Do I really need a crappy 20k/yr app to help me with my 1:1s? Do I really need a 100k/yr clicks counter that requires two devs to keep running and still heavily miscounts the clicks? Do I need another crappy app to manage my translation JSON files?
The value, of course, is that there is a website with a chatbox that some MBA can type in "never give any refunds anymore for any reason", and it just updates the AI support agent and sends an automated "I deserve a promotion and a raise" to their boss.
So all Fin is is a UI on top of the context engineering done by a software engineer who integrated with Fin. It's extremely easy to duplicate Fin's UI and get rid of the $250k fee.
It takes the same amount of time to build a custom agent as an agent on Fin. All Fin does is provide a fancy UI for non-technical people to create rules.
They can create the same rules in plain text. If they want a fancy UI like Fin to do it, just build one in a day.
A rule is just a line of text to an LLM.
I think they mostly benefit from time in market and name recognition.
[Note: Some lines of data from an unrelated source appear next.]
PR #110, opened 2021-10-20
Support php 8

4c0n:
|    Q          |   A
|-------------- | ------
| Documentation | no
| Bugfix        | no
| BC Break      | no
| New Feature   | no
| RFC           | no
| QA            | no

### Description

I need PHP 8 support in this version as it is being used as a sub dependency in one of my projects.

### DIFF
--- a/composer.json
+++ b/composer.json
@@ -21,7 +21,7 @@
     "extra": {
     },
     "require": {
-        "php": "^7.1",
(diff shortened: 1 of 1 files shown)


Ocramius:
We already support PHP 8:

https://github.com/laminas/laminas-code/blob/4.0.0/composer.json#L23

PR #111, opened 2021-10-20
Add php 8 support to 3.4

4c0n:
|    Q          |   A
|-------------- | ------
| Documentation | no
| Bugfix        | no
| BC Break      | no
| New Feature   | no
| RFC           | no
| QA            | no

### Description

This PR adds PHP 8 support to the 3.4 version.

### DIFF
--- a/composer.json
+++ b/composer.json
@@ -21,7 +21,7 @@
     "extra": {
     },
     "require": {
-        "php": "^7.1",
+        "php": "^7.1 || ^8.0",
         "laminas/laminas-eventmanager": "^2.6 || ^3.0",
         "laminas/laminas-zendframework-bridge": "^1.0"
     },


Ocramius:
Duplicate of #110 - `3.4.x` is for bugfix-only: please upgrade.

4c0n:
@Ocramius So this is a sub dependency, so I cannot just upgrade to a new major version. Guess I'll have to lobby at the other project then, however there is little to no chance that they will respond... So then I'm stuck with a fork for this tiny change...

4c0n:
https://github.com/Sylius/Sylius/blob/49b070933b32761de08475fafd6d86dca10d40ff/composer.json#L164

Ocramius:
@4c0n if sylius has issues with `laminas/laminas-code:^4`, that really needs resolution here: the problem shouldn't be propagated to other dependencies.

The source of the problem seems to be https://github.com/Sylius/Sylius/commit/f80f42d06ffb98a8a5ffaaf543ccd646cdd202c6, and I suggest talking to @pamil directly: they are quite responsive :-) 

It's most likely fixable there, but asking other projects to increase dependency ranges is not viable, especially if not accompanied with extensive testing of those dependencies, which I've done @ https://github.com/laminas/laminas-code/compare/3.5.1...4.0.0 (should give you an idea of the extent of work put in it).

The code in `3.x` does **not** run against PHP 8 reflected symbols: it will just crash in bizarre ways, so it will "install", but ((it won't really be compatible** with 8.0+.

4c0n:
@Ocramius Thanks for your elaboration, it helps clear a lot up. Unfortunately Kamil is no longer a part of the Sylius team and lately they have not been very responsive at all. I don't know why exactly, but using my fork on PHP8 is not crashing at all, maybe it's just a dependency that is going unused then.
I guess I'll keep it for now and hopefully someone at the Sylius team will have a look at it and respond.

Thanks again!

Ocramius:
Keeping a fork while the issue is being fixed upstream is certainly a workaround.

You can also try a `"require": {"laminas/laminas-code": "4.4.3 as 3.99.99"}` to trick `composer` into thinking it's compatible.

PR #112, opened 2021-11-12
Added support for readonly properties

### LINKED ISSUE #101: Support PHP 8.1 read-only properties
https://wiki.php.net/rfc/readonly_properties_v2

michaelpetri:
|    Q          |   A
|-------------- | ------
| Documentation | no
| Bugfix        | no
| BC Break      | no
| New Feature   | yes
| RFC           | no
| QA            | no

### Description

Requested with https://github.com/laminas/laminas-code/issues/101
Fixes #101

### DIFF
--- a/src/Generator/AbstractMemberGenerator.php
+++ b/src/Generator/AbstractMemberGenerator.php
@@ -157,7 +157,7 @@ abstract class AbstractMemberGenerator extends AbstractGenerator
     }
 
     /**
-     * @return string
+     * @psalm-return static::VISIBILITY_*
      */
     public function getVisibility()
     {
--- a/src/Generator/PropertyGenerator.php
+++ b/src/Generator/PropertyGenerator.php
@@ -4,6 +4,12 @@ namespace Laminas\Code\Generator;
 
 use Laminas\Code\Reflection\PropertyReflection;
 
+use function array_reduce;
+use function get_class;
+use function gettype;
+use function is_bool;
+use function is_object;
+use function method_exists;
 use function sprintf;
 use function str_replace;
 use function strtolower;
@@ -11,6 +17,7 @@ use function strtolower;
 class PropertyGenerator extends AbstractMemberGenerator
 {
     public const FLAG_CONSTANT = 0x08;
+    public const FLAG_READONLY = 0x80;
 
     protected bool $isConst = false;
 
@@ -18,9 +25,7 @@ class PropertyGenerator extends AbstractMemberGenerator
 
     private bool $omitDefaultValue = false;
 
-    /**
-     * @return static
-     */
+    /** @return static */
     public static function fromReflection(PropertyReflection $reflectionProperty)
     {
         $property = new static();
@@ -41,6 +46,10 @@ class PropertyGenerator extends AbstractMemberGenerator
 
         if ($reflectionProperty->isStatic()) {
             $property->setStatic(true);
+        }
+
+        if (method_exists($reflectionProperty, 'isReadonly') && $reflectionProperty->isReadonly()) {
+            $property->setReadonly(true);
         }
 
         if ($reflectionProperty->isPrivate()) {
@@ -68,6 +77,7 @@ class PropertyGenerator extends AbstractMemberGenerator
      * @configkey static             bool
      * @configkey visibility         string
      * @configkey omitdefaultvalue   bool
+     * @configkey readonly           bool
      * @throws Exception\InvalidArgumentException
      * @param  array $array
      * @return static
@@ -112,6 +122,20 @@ class PropertyGenerator extends AbstractMemberGenerator
                 case 'omitdefaultvalue':
                     $property->omitDefaultValue($value);
                     break;
+                case 'readonly':
+                    if (! is_bool($value)) {
+                        throw new Exception\InvalidArgumentException(sprintf(
+                            '%s is expecting boolean on key %s. Got %s',
+                            __METHOD__,
+                            $name,
+                            is_object($value)
+                                ? get_class($value)
+                                : gettype($value)
+                        ));
+                    }
+
+                    $property->setReadonly($value);
+                    break;
             }
         }
 
@@ -119,12 +143,13 @@ class PropertyGenerator extends AbstractMemberGenerator
     }
 
     /**
-     * @param ?string $name
      * @param PropertyValueGenerator|string|array|null $defaultValue
-     * @param int $flags
+     * @param int|int[] $flags
      */
-    public function __construct($name = null, $defaultValue = null, $flags = self::FLAG_PUBLIC)
+    public function __construct(?string $name = null, $defaultValue = null, $flags = self::FLAG_PUBLIC)
     {
+        parent::__construct();
+
         if (null !== $name) {
             $this->setName($name);
         }
@@ -142,12 +167,12 @@ class PropertyGenerator extends AbstractMemberGenerator
      */
     public function setConst($const)
     {
-        if ($const) {
+        if (true === $const) {
             $this->setFlags(self::FLAG_CONSTANT);
-        } else {
-            $this->removeFlag(self::FLAG_CONSTANT);
+            return $this;
         }
 
+        $this->removeFlag(self::FLAG_CONSTANT);
         return $this;
     }
 
@@ -159,11 +184,47 @@ class PropertyGenerator extends AbstractMemberGenerator
         return (bool) ($this->flags & self::FLAG_CONSTANT);
     }
 
+    public function setReadonly(bool $readonly): self
+    {
+        if (true === $readonly) {
+            $this->setFlags(self::FLAG_READONLY);
+            return $this;
+        }
+
+        $this->removeFlag(self::FLAG_READONLY);
+        return $this;
+    }
+
+    public function isReadonly(): bool
+    {
+        return (bool) ($this->flags & self::FLAG_READONLY);
+    }
+
+    /**
+     * {@inheritDoc}
+     */
+    public function setFlags($flags)
+    {
+        $flags = array_reduce((array) $flags, static function (int $a, int $b): int {
+            return $a | $b;
+        }, 0);
+
+        if ($flags & self::FLAG_READONLY && $flags & self::FLAG_STATIC) {
+            throw new Exception\RuntimeException('Modifier "readonly" in combination with "static" not permitted.');
+        }
+
+        if ($flags & self::FLAG_READONLY && $flags & self::FLAG_CONSTANT) {
+            throw new Exception\RuntimeException('Modifier "readonly" in combination with "constant" not permitted.');
+        }
+
+        return parent::setFlags($flags);
+    }
+
     /**
      * @param PropertyValueGenerator|mixed $defaultValue
      * @param string                       $defaultValueType
      * @param string                       $defaultValueOutputMode
-     * @return $this
+     * @return static
      */
     public function setDefaultValue(
         $defaultValue,
@@ -190,6 +251,7 @@ class PropertyGenerator extends AbstractMemberGenerator
     /**
      * @throws Exception\RuntimeException
      * @return string
+     * @psalm-return non-empty-string
      */
     public function generate()
     {
@@ -215,7 +277,11 @@ class PropertyGenerator extends AbstractMemberGenerator
                 . ($defaultValue !== null ? $defaultValue->generate() : 'null;');
         }
 
-        $output .= $this->indentation . $this->getVisibility() . ($this->isStatic() ? ' static' : '') . ' $' . $name;
+        $output .= $this->indentation
+            . $this->getVisibility()
+            . ($this->isReadonly() ? ' readonly' : '')
+            . ($this->isStatic() ? ' static' : '')
+            . ' $' . $name;
 
         if ($this->omitDefaultValue) {
             return $output . ';';
--- a/test/Generator/PropertyGeneratorTest.php
+++ b/test/Generator/PropertyGeneratorTest.php
@@ -12,12 +12,14 @@ use Laminas\Code\Generator\ValueGenerator;
 use Laminas\Code\Reflection\ClassReflection;
 use Laminas\Code\Reflection\PropertyReflection;
 use LaminasTest\Code\Generator\TestAsset\ClassWithTypedProperty;
+use PHP_CodeSniffer\Tokenizers\PHP;
 use PHPUnit\Framework\TestCase;
 use ReflectionProperty;
 use stdClass;
 
 use function array_shift;
 use function str_replace;
+use function uniqid;
 
 /**
  * @group Laminas_Code_Generator
@@ -141,9 +143,46 @@ EOS;
     }
 
     /**
+     * @dataProvider visibility
+     */
+    public function testPropertyCanProduceReadonlyModifier(int $flag, string $visibility): void
+    {
+        $codeGenProperty = new PropertyGenerator(
+            'someVal',
+            'some string value',
+            PropertyGenerator::FLAG_READONLY | $flag
+        );
+
+        self::assertSame(
+            '    ' . $visibility . ' readonly $someVal = \'some string value\';',
+            $codeGenProperty->generate()
+        );
+    }
+
+    public function testFailToProduceReadonlyStatic(): void
+    {
+        $codeGenProperty = new PropertyGenerator('someVal', 'some string value');
+
+        $this->expectException(RuntimeException::class);
+        $this->expectExceptionMessage('Modifier "readonly" in combination with "static" not permitted.');
+
+        $codeGenProperty->setFlags(PropertyGenerator::FLAG_READONLY | PropertyGenerator::FLAG_STATIC);
+    }
+
+    public function testFailToProduceReadonlyConstant(): void
+    {
+        $codeGenProperty = new PropertyGenerator('someVal', 'some string value');
+
+        $this->expectException(RuntimeException::class);
+        $this->expectExceptionMessage('Modifier "readonly" in combination with "constant" not permitted.');
+
+        $codeGenProperty->setFlags(PropertyGenerator::FLAG_READONLY | PropertyGenerator::FLAG_CONSTANT);
+    }
+
+    /**
      * @group PR-704
      */
-    public function testPropertyCanProduceContstantModifierWithSetter(): void
+    public function testPropertyCanProduceConstantModifierWithSetter(): void
     {
         $codeGenProperty = new PropertyGenerator('someVal', 'some string value');
         $codeGenProperty->setConst(true);
@@ -250,6 +289,7 @@ EOS;
 
         self::assertSame('SampleProperty', $propertyGenerator->getName());
         self::assertFalse($propertyGenerator->isConst());
+        self::assertFalse($propertyGenerator->isReadonly());
         self::assertInstanceOf(ValueGenerator::class, $propertyGenerator->getDefaultValue());
         self::assertInstanceOf(DocBlockGenerator::class, $propertyGenerator->getDocBlock());
         self::assertTrue($propertyGenerator->isAbstract());
@@ -263,6 +303,22 @@ EOS;
         $reflectionOmitDefaultValue->setAccessible(true);
 
         self::assertTrue($reflectionOmitDefaultValue->getValue($propertyGenerator));
+    }
+
+    public function testCreateReadonlyFromArray(): void
+    {
+        $propertyGenerator = PropertyGenerator::fromArray([
+            'name'     => 'ReadonlyProperty',
+            'readonly' => true,
+        ]);
+
+        self::assertSame('ReadonlyProperty', $propertyGenerator->getName());
+        self::assertFalse($propertyGenerator->isConst());
+        self::assertFalse($propertyGenerator->isAbstract());
+        self::assertFalse($propertyGenerator->isFinal());
+        self::assertFalse($propertyGenerator->isStatic());
+        self::assertTrue($propertyGenerator->isReadonly());
+        self::assertSame(PropertyGenerator::VISIBILITY_PUBLIC, $propertyGenerator->getVisibility());
     }
 
     /**
@@ -329,5 +385,20 @@ EOS;
         $code      = $generator->generate();
 
         self::assertSame('    private $typedProperty;', $code);
+    }
+
+    /** @requires PHP >= 8.1 */
+    public function testFromReflectionReadonlyProperty(): void
+    {
+        $className = uniqid('ClassWithReadonlyProperty', false);
+
+        eval('namespace ' . __NAMESPACE__ . '; class ' . $className . '{ public readonly string $readonly; }');
+
+        $reflectionProperty = new PropertyReflection(__NAMESPACE__ . '\\' . $className, 'readonly');
+
+        $generator = PropertyGenerator::fromReflection($reflectionProperty);
+        $code      = $generator->generate();
+
+        self::assertSame('    public readonly $readonly;', $code);
     }
 }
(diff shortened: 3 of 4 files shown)


src/Generator/PropertyGenerator.php
```diff
@@ -159,6 +171,47 @@ public function isConst()
         return (bool) ($this->flags & self::FLAG_CONSTANT);
     }
 
+    /**
+     * @param  bool $readonly
+     * @return PropertyGenerator
```
Ocramius: Since we are on PHP 7.4+, we can declare these types natively (with `self` and `bool`) - yes, aware that the other methods don't have that :)

src/Generator/PropertyGenerator.php
```diff
@@ -159,6 +171,47 @@ public function isConst()
...
+     */
+    public function setReadonly($readonly)
+    {
+        if ($readonly) {
+            $this->setFlags(self::FLAG_READONLY);
+        } else {
```
Ocramius: I suggest using an early return in general

src/Generator/PropertyGenerator.php
```diff
@@ -159,6 +171,47 @@ public function isConst()
...
+     */
+    public function isReadonly()
+    {
+        return (bool) ($this->flags & self::FLAG_READONLY);
+    }
+
+    /**
+     * {@inheritDoc}
+     */
+    public function setFlags($flags)
```
Ocramius, line 206: Flags are quite a low-level representation of this: let's make this method `private`, if possible

src/Generator/PropertyGenerator.php
```diff
@@ -159,6 +171,47 @@ public function isConst()
...
+
+        if ($flags & self::FLAG_READONLY && $flags & self::FLAG_STATIC) {
+            throw new RuntimeException('Modifier "readonly" in combination with "static" not permitted.');
+        }
+
+        if ($flags & self::FLAG_READONLY && $flags & self::FLAG_CONSTANT) {
+            throw new RuntimeException('Modifier "readonly" in combination with "constant" not permitted.');
+        }
+
+        return parent::setFlags($flags);
```
Ocramius, line 220: Hmm, wait, the parent class also had flags? :O

test/Generator/PropertyGeneratorTest.php
```diff
@@ -330,4 +380,20 @@ public function testFromReflectionOmitsTypeHintInTypedProperty(): void
 
         self::assertSame('    private $typedProperty;', $code);
     }
+
+    public function testFromReflectionReadonlyProperty(): void
+    {
+        if (false === strpos((string)phpversion(), '8.1')) {
```
Ocramius: This can be `/** @requires php>=8.1 */` at docblock level :+1:

test/Generator/PropertyGeneratorTest.php
```diff
@@ -330,4 +380,20 @@ public function testFromReflectionOmitsTypeHintInTypedProperty(): void
...
+
+            return;
+        }
+
+        $reflectionProperty = new PropertyReflection(ClassWithReadonlyProperty::class, 'readonly');
+
+        $generator = PropertyGenerator::fromReflection($reflectionProperty);
+        $code      = $generator->generate();
+
+        self::assertSame('    private $typedProperty;', $code);
```
Ocramius: This assertion seems to indicate that the `readonly` flag was not added? Seems wrong

Ocramius (changes requested):

src/Generator/PropertyGenerator.php
michaelpetri: This is just an override of the parent in order to throw exceptions for impossible flag combinations

src/Generator/PropertyGenerator.php
michaelpetri: Added types all over in all files i touched.

src/Generator/PropertyGenerator.php
```diff
@@ -112,18 +121,21 @@ public static function fromArray(array $array)
...
         }
 
         return $property;
     }
 
     /**
-     * @param ?string $name
      * @param PropertyValueGenerator|string|array|null $defaultValue
-     * @param int $flags
+     * @param int|int[] $flags
```
michaelpetri, line 147: Because in the tests an int array is used.

src/Generator/AbstractMemberGenerator.php
```diff
@@ -27,9 +27,9 @@ abstract class AbstractMemberGenerator extends AbstractGenerator
 
     /**
      * @param  int|int[] $flags
-     * @return AbstractMemberGenerator
+     * @return static
      */
-    public function setFlags($flags)
+    public function setFlags($flags): self
```
Ocramius: Just realized that we can't add `: self` here, because child classes may be implementing `setFlags()`, and they will break, if they didn't declare `:self`

`:static` at docblock level, as well as type refinements in docblock, are sufficient

src/Generator/AbstractMemberGenerator.php
```diff
@@ -45,98 +45,80 @@ public function setFlags($flags)
     }
 
     /**
-     * @param  int $flag
-     * @return AbstractMemberGenerator
+     * @return static
      */
-    public function addFlag($flag)
+    public function addFlag(int $flag): self
```
Ocramius: Similar to above: we can't add `:self`

src/Generator/AbstractMemberGenerator.php
```diff
@@ -45,98 +45,80 @@ public function setFlags($flags)
...
         return $this;
     }
 
     /**
-     * @param  int $flag
-     * @return AbstractMemberGenerator
+     * @return static
      */
-    public function removeFlag($flag)
+    public function removeFlag(int $flag): self
```
Ocramius: Similar to above: we can't add `:self`

src/Generator/AbstractMemberGenerator.php
```diff
@@ -45,98 +45,80 @@ public function setFlags($flags)
...
         return $this;
     }
 
     /**
-     * @param  bool $isAbstract
-     * @return AbstractMemberGenerator
+     * @return static
      */
-    public function setAbstract($isAbstract)
+    public function setAbstract(bool $isAbstract): self
```
Ocramius: Similar to above: we can't add `:self`

src/Generator/AbstractMemberGenerator.php
```diff
@@ -45,98 +45,80 @@ public function setFlags($flags)
...
     {
         return $isAbstract ? $this->addFlag(self::FLAG_ABSTRACT) : $this->removeFlag(self::FLAG_ABSTRACT);
     }
 
-    /**
-     * @return bool
-     */
-    public function isAbstract()
+    public function isAbstract(): bool
```
Ocramius: Similar to above: we can't add `:bool`

src/Generator/AbstractMemberGenerator.php
```diff
@@ -45,98 +45,80 @@ public function setFlags($flags)
...
         return (bool) ($this->flags & self::FLAG_ABSTRACT);
     }
 
     /**
-     * @param  bool $isInterface
-     * @return AbstractMemberGenerator
+     * @return static
      */
-    public function setInterface($isInterface)
+    public function setInterface(bool $isInterface): self
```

The AI angle was a good bet to make when they made it, but is increasingly less of a differentiator.
I don't think SaaS is dead - but I think for a product like Intercom, that is very expensive, they get eaten alive by smaller SaaS + in-house AI agent.
There's a wide swath of companies that do < (say) 20,000 cases monthly where the economics will never make sense. And a company finds Fin successful as it grows to 20k/mo, why would it decide to take on the headache as it grows to the 50k/mo? or whatever level where the economics could feasibly make in-house work?
The problem is that Fin prices at $0.99 per outcome. Only for companies with tremendous support volume would it even begin to make sense to build in-house.
$0.99 could be the profit margin of small ecommerce businesses too so it might not make sense for small businesses.I'm curious how you would calculate the other side of the ledger, the in-house approach. Assume the e-commerce business does not employ any AI/ML experts or programmers or anyone whose workday has ever been interrupted by a Github outage (this is the normal case for most businesses, not an artificial handicap). I'm curious how you would structure things to make an in-house more efficient than the $500/mo all-in.
You clearly have never ran a business and don't understand the dynamics of the make vs buy decision.